Saved entries:
PR #593, opened 2021-02-08
GFORMS-1076 - Add a new expression to allow for the count of Add to

josef-vlach:
List items to be displayed

Allow ${addAnother.count} expression in value field

### DIFF
--- a/app/uk/gov/hmrc/gform/formtemplate/SectionHelper.scala
+++ b/app/uk/gov/hmrc/gform/formtemplate/SectionHelper.scala
@@ -17,7 +17,7 @@
 package uk.gov.hmrc.gform.formtemplate
 
 import cats.data.NonEmptyList
-import uk.gov.hmrc.gform.sharedmodel.formtemplate.{ Page, Section }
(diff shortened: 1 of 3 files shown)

> **What this task involves**:
The records are to be duplicated in full, with every word kept exactly.

> **Exercise output**:
PR #593, opened 2021-02-08
GFORMS-1076 - Add a new expression to allow for the count of Add to

josef-vlach:
List items to be displayed

Allow ${addAnother.count} expression in value field

### DIFF
--- a/app/uk/gov/hmrc/gform/formtemplate/SectionHelper.scala
+++ b/app/uk/gov/hmrc/gform/formtemplate/SectionHelper.scala
@@ -17,7 +17,7 @@
 package uk.gov.hmrc.gform.formtemplate
 
 import cats.data.NonEmptyList
-import uk.gov.hmrc.gform.sharedmodel.formtemplate.{ Page, Section }
(diff shortened: 1 of 3 files shown)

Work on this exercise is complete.